# Indianapolis Colts commorative tractor on Ebay



## bontai Joe (Sep 16, 2003)

I was surfing Ebay and found this. Going cheap so far and sure would make some Simplicity/Colts fan happy.

http://cgi.ebay.com/ws/eBayISAPI.dll?ViewItem&item=2778748613&category=25200


----------



## tisenberg (Sep 20, 2003)

No way... that thing is ugly IMHO. Now if it had steeler colors... well... no, wouldn't do it either. Guess I'm not that obsessed.


----------



## bontai Joe (Sep 16, 2003)

There is another one in Packer's colors also on Ebay. Aren't these machine a few years old? Or am I remembering something else?


----------



## Ed_GT5000 (Sep 30, 2003)

They should have left it orange and put Bengals Stripes on it!:thumbsup:


----------



## BradT (Sep 16, 2003)

I'm guessing it's been at least five years since these were made, but I could be wrong. Would question the part about "manufacturer's warranty". If Kent is lurking out there, he would probably know when these were produced.


----------



## cousy51 (Sep 16, 2003)

Like Simplicity; can't stand the Colts; hope they loose. Nice tractor


----------



## MowHoward2210 (Nov 2, 2003)

Is that for real? It looks like a Photoshop'ed image.


----------



## bontai Joe (Sep 16, 2003)

*Here is the Packer's tractor*

Here is the link to the Packer's tractor.
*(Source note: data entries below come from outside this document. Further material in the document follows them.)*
PR #988, opened 2025-11-17
refactor: implemented switch wallet in login page and removed extra step 

### LINKED ISSUE #953: Implement switch wallet in login page and remove intermediate step
I am not sure of the current purpose of this component.

image
A click on "Lock Wallet" will redirect to the login page, right? Seems like an unnecessary in-between step.. what do you think?

_Originally posted by @theborakompanioni in https://github.com/joinmarket-webui/jam/issues/951#issuecomment-3124330104_

krishi-agrawal:
Resolves #953 

this PR:
1. implements switch wallet ui in login page
2. routes switch-wallet functionality to login page


theborakompanioni:
Hey @krishi-agrawal!

Thanks for the PR. I really like some of the changes and generally think the approach is fine.
Did you accidentally remove the "Create wallet" button? Also, I do not quite understand the purpose of the `AutoLockWrapper` component. I think we should generally put more effort into understanding what a good flow would look like that (a) a user expects and (b) fits JMs wallet model (e.g. only one wallet active at a time).

Is it okay for you if we take a little bit more time to think about what functionality the login page should provide?
e.g. one should see if a wallet is active and, if you have the auth token, have the ability to open it immediately. On the other hand, if you do not have the auth token (or an invalid one), have the ability to provide a password to login.
Nonetheless, one should be able to login to other (inactive) wallets as well. Moreover, if any service is active (maker or taker) it should warn the user that logging into a different wallet will terminate the operation.
So.. it is not so trivial after all..

krishi-agrawal:
Hi @theborakompanioni , thank you for the detailed review.  I did accidentally remove the create wallet button. I will revise my approach.

theborakompanioni:
Closing, please reopen if you think this is a mistake.

PR #998, opened 2025-12-29
Feat/display account xpubs

### LINKED ISSUE #620: Show xpubs for accounts

In my don't trust verify attitude, I wanted to understand what the flavors in JAM are and what they do and if the seed phrase and address derivation works as expected. I always do that for new wallets. It was more difficult here, because xpubs were not shown. I could pull it off in the end, but considerable effort was required.

Would be good to have a power user mode where users can display xpubs/zpubs for each flavor (account)

kunal-595:
fixes #620 

This PR implements a power user mode in the settings, allowing advanced users to display account extended public keys (xpubs/zpubs) for each wallet account.

Power User Mode Toggle:

Added "Enable power user mode" switch in Settings (Display section).
"Show account xpubs" menu item is only visible when power user mode is enabled.

How to Test
Run the app and open Settings.
Toggle "Enable power user mode" ON.
"Show account xpubs" menu item appears in Wallet Settings.
Click it, enter your wallet password, and verify xpubs are shown as zpub/vpub.
Test copy buttons and auto-timeout.


theborakompanioni:
@kunal-595 Thanks for the PR. Being able to import the keys as watch-only in other software is essential. However, I think there is a problem showing the xpub from the api response: afaik it exports the "wrong" values (see  https://github.com/JoinMarket-Org/joinmarket-clientserver/issues/1586) I did not re-check it myself but any change you might have you verified it yourself?

I think a good approach would be either: fix the values in the api response or calculate the values locally from the seed (there is already a dialog where a user needs to provide the passphrase to retrieve the seed - this could be done in a similar way).

What do you think?

kunal-595:
Thanks for the feedback! You're absolutely right about the API returning incorrect values .I verified this and saw it returns xpubs at the child derivation paths (like m/84'/1'/0'/0 for external addresses) instead of the account-level paths (m/84'/1'/0').

I have already implemented your suggested approach - calculating the values locally from the seed

theborakompanioni:
@kunal-595 This looks nice. Happy to merge this. Is it okay with you if I push a few adjustments before?

kunal-595:
Thanks! Yes, that’s totally fine please go ahead with the adjustments.
Also, if there are any other issues or tasks you think I could work on, I’d be happy to take them up.

theborakompanioni:
Thanks @kunal-595! Awesome contribution!
The network detection is currently fragile, but we can determine this once we have at least one address present (e.g. when `/display` request is made - which I will be working on soon™).
Also.. what do you think about exporting as qrcode? :pray: 

Again, thank you - really nice work! :pray:

kunal-595:
Hey @theborakompanioni,

Been watching the Slack chat lately and noticed a lot of people panicking about FB visibility when moving to Sparrow. It got me thinking maybe we can expand the QR/Display work to solve this?

I am thinking about a 'Recovery Info' modal that pulls the redeemScript and derivation path from jmwalletd. We could show it as a QR so people can just scan it into Sparrow/Electrum. It’s strictly metadata, not keys, so it should be safe and provide some real peace of mind.

Also, that blank page bug on Tor mobile is still a thing. I suspect our CSP headers or JS chunking might be the culprit there. I would like to audit that and maybe move to a more conservative build config for the frontend to make it more resilient.

Lastly, a small 'Network Settings' UI for directory nodes would be great so people donot have to keep digging into the .cfg files to improve their mix success.

Thinking of starting small with the FB export first. Does this align with the next release? Let me know what you think.

PR #1000, opened 2026-01-05
chore: add react-hook-form

theborakompanioni:
Adds react-hook-form and yup libraries for form hooks and schema validation.
Only applied on the Rescan page as an example, should be used through-out the app.


nischal-shetty2 (commented):
LGTM, sorry for the delay as I was a little busy earlier

PR #1003, opened 2026-01-09
chore(v2): earn and orderbook improvements

theborakompanioni:
- use selection and pinning functions from tanstack table
- improve sort icons in orderbook table
- use page title component consistently
- remove unneeded elements (e.g. loading states)
- externalize and move components to distinct files (e.g. OrderbookTable)
- rename page files (e.g. Settings -> SettingsPage)


theborakompanioni:
With these changes it becomes apparent that tanstack table re-renders more often than anticipated:
```
/home/void/workspace/github/joinmarket-webui/jam/src/components/orderbook/OrderbookTable.tsx
  233:17  warning  Compilation Skipped: Use of incompatible library

This API returns functions which cannot be memoized without leading to stale UI. To prevent this, by default React Compiler will skip memoizing this component/hook. However, you may see issues if values from this API are passed to other components/hooks that are memoized.

./jam/src/components/orderbook/OrderbookTable.tsx:233:17
  231 |   })
  232 |
> 233 |   const table = useReactTable({
      |                 ^^^^^^^^^^^^^ TanStack Table's `useReactTable()` API returns functions that cannot be memoized safely
  234 |     data: tableEntries,
  235 |     columns,
  236 |     state: {  react-hooks/incompatible-library

✖ 1 problem (0 errors, 1 warning)
```

This message was not logged before (i guess because the table has _always_ been re-rendered).
We can live with that for now, but needs to be revisited later on.

PR #900, opened 2024-07-30
feat(db/create): ask to wake sleeping groups before create

### LINKED ISSUE #894: Improve error message for sleeping databases
If a database (or actually the group) is sleeping, you get the following error message:

```console
$ turso db create foo
Error: could not create database foo: cannot create database on group default because it is sleeping
```

Let's add information on _how_ to wake it up. For example, with an URL to documentation.

notrab:
Fixes #894

This does however use a mix of the `sleeping` and `archived` terminology. We should clean that up when we know which word we want to go with.

### DIFF
--- a/internal/cmd/db_create.go
+++ b/internal/cmd/db_create.go
@@ -55,6 +55,27 @@ var createCmd = &cobra.Command{
 			return err
 		}
 
+		groupInfo, err := getGroup(client, group)
+		if err != nil {
+			return fmt.Errorf("failed to get group info: %w", err)
+		}
+
+		groupStatus := aggregateGroupStatus(groupInfo)
+		if groupStatus == "Archived 💤" {
+			fmt.Printf("The group %s is currently archived. Do you want to wake it up? [Y/n]: ", internal.Emph(group))
+			var response string
+			fmt.Scanln(&response)
+			if response == "" || response == "y" || response == "yes" {
+				err = unarchiveGroup(client, group)
+				if err != nil {
+					return fmt.Errorf("failed to wake up group: %w", err)
+				}
+				fmt.Printf("Group %s has been woken up.\n", internal.Emph(group))
+			} else {
+				return fmt.Errorf("cannot create a database in an archived group. Please wake up the group first")
+			}
+		}
+
 		location, err := locationFromFlag(client)
 		if err != nil {
 			return err


notrab:
The original issue #894 also stated that `db shell` would return the same error. We can use the method there, but I'm not sure where is best considering `db shell` can be used with local URL, and the groups concept doesn't yet apply there...

```go
spinner.Stop()
			awake, err := ensureGroupAwake(client, db.Group)
			if err != nil {
				return err
			}
			if !awake {
				return fmt.Errorf("cannot connect to a database in an archived group. Please wake up the group first")
			}
			spinner.Start()
```

notrab:
I pushed a commit to `db_shell.go` where I believe is the right place to check, but we can remove that if it's not correct.

internal/cmd/group_utils.go
```diff
@@ -0,0 +1,36 @@
...
+)
+
+func ensureGroupAwake(client *turso.Client, groupName string) (bool, error) {
+	group, err := getGroup(client, groupName)
+	if err != nil {
+		return false, fmt.Errorf("failed to get group info: %w", err)
+	}
+
+	groupStatus := aggregateGroupStatus(group)
+	if groupStatus != "Archived 💤" {
```
notrab, line 18: I'm not a huge fan of checking a string with an emoji here, could lead to lots of issues. Do we need the emoji now that we've changed Sleeping to Archived where this was originally shown?

internal/cmd/group_utils.go
```diff
@@ -0,0 +1,36 @@
...
+
+import (
+	"fmt"
+	"strings"
+
+	"github.com/tursodatabase/turso-cli/internal"
+	"github.com/tursodatabase/turso-cli/internal/turso"
+)
+
+func ensureGroupAwake(client *turso.Client, groupName string) (bool, error) {
```
athoscouto, line 11: I'm not a fan of this approach because:
- We add an extra call on all invocations to handle an edge case that happens once in a while
- We have to keep track of all ops that are affected by archiving and remember to add this logic to them (e.g. rotating creds, and deleting dbs also doesn't work when the group is archived)

The "better" way would be to be able to detect archived errors from API responses and handle those properly. 

Not a blocker though, feel free to move forward if you don't have the time to address this.

internal/cmd/group_utils.go
notrab: Removed it

internal/cmd/group_utils.go
```diff
@@ -0,0 +1,36 @@
...
+	if err != nil {
+		return false, fmt.Errorf("failed to get group info: %w", err)
+	}
+
+	groupStatus := aggregateGroupStatus(group)
+	if groupStatus != "Archived" {
+		return true, nil
+	}
+
+	fmt.Printf("The group %s is currently archived. Do you want to wake it up? [Y/n]: ", internal.Emph(groupName))
```
athoscouto, line 22: We already have a function to handle this logic, named `promptConfirmation`.
While you're at it if you can move it to the `prompt` package I would really appreciate it 😄

athoscouto (approved):

internal/cmd/group_utils.go
notrab: I agree this would be better.

internal/cmd/group_utils.go
```diff
@@ -0,0 +1,52 @@
...
+
+func RetryOnSleepingGroup(client *turso.Client, group string, mainSpinnerText string, action func() (any, error)) (any, error) {
+	mainSpinner := prompt.Spinner(mainSpinnerText)
+	result, actionErr := action()
+	if actionErr == nil {
+		return result, nil
+	}
+
+	errMsg := actionErr.Error()
+	if strings.Contains(errMsg, "group_sleeping") ||
```
notrab, line 21: I fear `group_sleeping` will never be reached because we don't actually return or formalise the API error from the `turso` client.

internal/cmd/group_utils.go
```diff
@@ -0,0 +1,52 @@
...
+		(strings.Contains(errMsg, "cannot create database on group") && strings.Contains(errMsg, "because it is archived")) {
```
notrab, line 22: This will be reached, but I hate having to pass in the string and detect errors like this. I would much prefer to use `group_sleeping` from the error response `code` field.

PR #901, opened 2024-07-30
refactor db list options

notrab:
This addresses feedback from @athoscouto to type and encode the query params.

### DIFF
--- a/internal/turso/databases.go
+++ b/internal/turso/databases.go
@@ -25,6 +25,8 @@ type Database struct {
 	IsSchema      bool `json:"is_schema"`
 }
 
+type DatabasesClient client
+
 type DatabaseListOptions struct {
 	Group  string
 	Schema string
@@ -40,8 +42,6 @@ func (o DatabaseListOptions) Encode() string {
 	}
 	return query.Encode()
 }
-
-type DatabasesClient client
 
 func (d *DatabasesClient) List(options DatabaseListOptions) ([]Database, error) {
 	path := d.URL("")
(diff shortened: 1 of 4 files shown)


internal/turso/databases.go
```diff
@@ -25,20 +25,30 @@ type Database struct {
...
+type DatabasesClient client
+
+func (d *DatabasesClient) List(options DatabaseListOptions) ([]Database, error) {
+	path := d.URL("")
 
-	if len(query) > 0 {
-		path += "?" + query.Encode()
+	encodedOptions := options.Encode()
+	if encodedOptions != "" {
+		path += "?" + encodedOptions
```
athoscouto, line 51: ⛏️: totally style. If you're into one-liners and reusing names 😎 
```suggestion
	if options := options.Encode(); options != "" {
		path += "?" + options
```

internal/turso/databases.go
```diff
@@ -25,20 +25,30 @@ type Database struct {
 	IsSchema      bool `json:"is_schema"`
 }
 
-type DatabasesClient client
-
-func (d *DatabasesClient) List(options map[string]string) ([]Database, error) {
-	path := d.URL("")
+type DatabaseListOptions struct {
+	Group  string `json:"group,omitempty"`
+	Schema string `json:"schema,omitempty"`
```
athoscouto, line 30: ⛏️: feel free to drop the annotations, since we're not encoding/decoding JSON.
```suggestion
	Group  string
	Schema string
```

athoscouto (approved):

PR #902, opened 2024-08-06
Replace `Sleeping` with `Archived`

avinassh:
## Description

Some users are getting confused with the terminology `Sleeping` as we also have cold starts. This patch changes the word to `Archived`. This also changes the word `Wake up` to `Unarchive`.

Previously, we had a command `turso group wakeup <group name>` which is now replaced with `turso group unarchive <group name>`

Internal slack discussion: [1](https://turso.slack.com/archives/C02J5GYN8NB/p1721980720846099), [2](https://turso.slack.com/archives/C02J5GYN8NB/p1722867218607089)

### DIFF
--- a/internal/cmd/db_wakeup.go
+++ b/internal/cmd/db_wakeup.go
@@ -15,8 +15,8 @@ func init() {
 }
 
 var wakeUpDbCmd = &cobra.Command{
-	Use:               "wakeup <db-name>",
-	Short:             "Wake up a database",
+	Use:               "unarchive <db-name>",
+	Short:             "Unarchive a database",
 	Args:              cobra.ExactArgs(1),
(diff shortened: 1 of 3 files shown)


internal/cmd/db_wakeup.go
```diff
@@ -15,8 +15,8 @@ func init() {
 }
 
 var wakeUpDbCmd = &cobra.Command{
-	Use:               "wakeup <db-name>",
```
athoscouto, line 18: Please keep the old command around as well, preferably hidden. You can use an alias to achieve that

athoscouto (approved):

internal/cmd/db_wakeup.go
avinassh: Good idea, I have updated it.

PR #907, opened 2024-08-20
redirect plan operations to dashboard

gris:
redirect 

```
turso org billing
turso plan select
turso plan upgrade
turso plan overages enable
turso plan overages disable
```

to https://app.turso.tech/$ORG/settings/billing

also, updates action versions

### DIFF
--- a/.github/workflows/brew-test.yml
+++ b/.github/workflows/brew-test.yml
@@ -12,7 +12,7 @@ jobs:
 
     steps:
       - name: Checkout repository
-        uses: actions/checkout@v2
+        uses: actions/checkout@v4
 
       - name: Set up Homebrew
         id: set-up-homebrew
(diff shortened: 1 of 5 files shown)


athoscouto (commented):
I wouldn't say I like the idea of replacing all billing-related commands with opening the web app. This adds a breaking change that is avoidable.

If we don't want plan management on the CLI anymore, I suggest taking the following approach:

- Hide the current commands, keeping them working as they are today but not advertising them. The exception would be the billing portal, which has a similar behavior today.
- Create a new and more specific command to manage your turso plan, this would behave the same way as `turso org billing`, opening up the web app. I suggest `turso plan manage`. 

I don't see a reason to remove plan management logic from the CLI though - which may be totally on me since I'm not following billing-related discussions. If we still want to keep them just changing the behavior of the billing command should be enough.

athoscouto (approved):

PR #922, opened 2024-11-10
refactor: use http instead of websocket in shell by default

thilinajayanath:
- use http instead of websocket in shell by default


haaawk:
This PR does nothing.

PR #924, opened 2024-11-27
Glauber/aws improvements

glommer:
Improve AWS / Fly communication

* do not use the -l flag anymore, as it is meaningless on AWS.
* Clearly separate AWS regions from Fly regions, so the fact that both exist is not lost by accident.


avinassh:
merged via #929

PR #941, opened 2025-03-06
remove account commands

glommer:
Nobody uses those, and they add complexity


notrab:
@glommer perhaps we can keep the command but it opens tur.so/chat?

PR #948, opened 2025-03-17
Add `turso db import` command for importing SQLite files

penberg:
The functionality is the same as with `turso db create --from-file` but the command is more discoverable.

With this command, you can do:

```
$ sqlite3 hello.db
SQLite version 3.49.1 2025-02-18 13:38:58
Enter ".help" for usage hints.
sqlite> PRAGMA journal_mode = WAL;
wal
sqlite> CREATE TABLE t(x);
sqlite> INSERT INTO t(x);
sqlite> INSERT INTO t VALUEs ('Hello, world!');
sqlite>
$ turso db import hello.db
Created database hello at group aws in 1.953s.

Start an interactive SQL shell with:

   turso db shell hello

To see information about the database, including a connection URL, run:

   turso db show hello

To get an authentication token for the database, run:

   turso db tokens create hello
```

### DIFF
--- a/internal/cmd/db_import.go
+++ b/internal/cmd/db_import.go
@@ -1,0 +1,35 @@
+package cmd
+
+import (
+	"path/filepath"
+	"strings"
+
+	"github.com/spf13/cobra"
+)
+
+func init() {
+	dbCmd.AddCommand(importCmd)
+}
+
+var importCmd = &cobra.Command{
+	Use:               "import [filename]",
+	Short:             "Import a SQLite database file to Turso.",
+	Args:              cobra.MaximumNArgs(1),
+	ValidArgsFunction: noFilesArg,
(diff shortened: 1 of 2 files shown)


internal/cmd/db_import.go
```diff
@@ -0,0 +1,33 @@
...
+		fromFileFlag = filename
+		name := sanitizeDatabaseName(filename)
+		return CreateDatabase(name)
+	},
+}
+
+// Sanitize a SQLite database filename to be used as a Turso database name.
+func sanitizeDatabaseName(filename string) string {
+	return strings.ReplaceAll(filename, ".db", "")
+}
```
avinassh, line 33: we need to remove `/` as well if someone gives a full path? this also could fail if the name has special characters

we could also check in local cache if a db by this name exists already. if it does, we could append some random characters

avinassh (approved):

PR #951, opened 2025-03-17
Fix bug not being able to upgrade from 0.99.x to 0.100.x

jussisaurio:


glommer (approved):

glommer:
this needs to be tagged with an upgradable-to version, though.

jussisaurio:
> Is that enough? If you are on 0.99 you will never get upgraded. This needs to be a 0.99 one I think

hahah yes...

http://cgi.ebay.com/ws/eBayISAPI.dll?ViewItem&item=2372170163&category=519


----------



## guest (Sep 16, 2003)

I think they are regents right? 
a few years ago i heard of someone selling for the packers one for big $$$ (or trying to sell it at least) 

I think i like the simple orange better... Brett Favre can sign a shirt for me but definetly not my tractor...:naah:


----------



## Rusty_Nuts (Jan 11, 2004)

OK about one hour trying get this up here so you can click on it.

It kinda looks like this one to me. What you guys think?


http://cgi.ebay.com/ws/eBayISAPI.dll?ViewItem&item=2373068301&category=50375


----------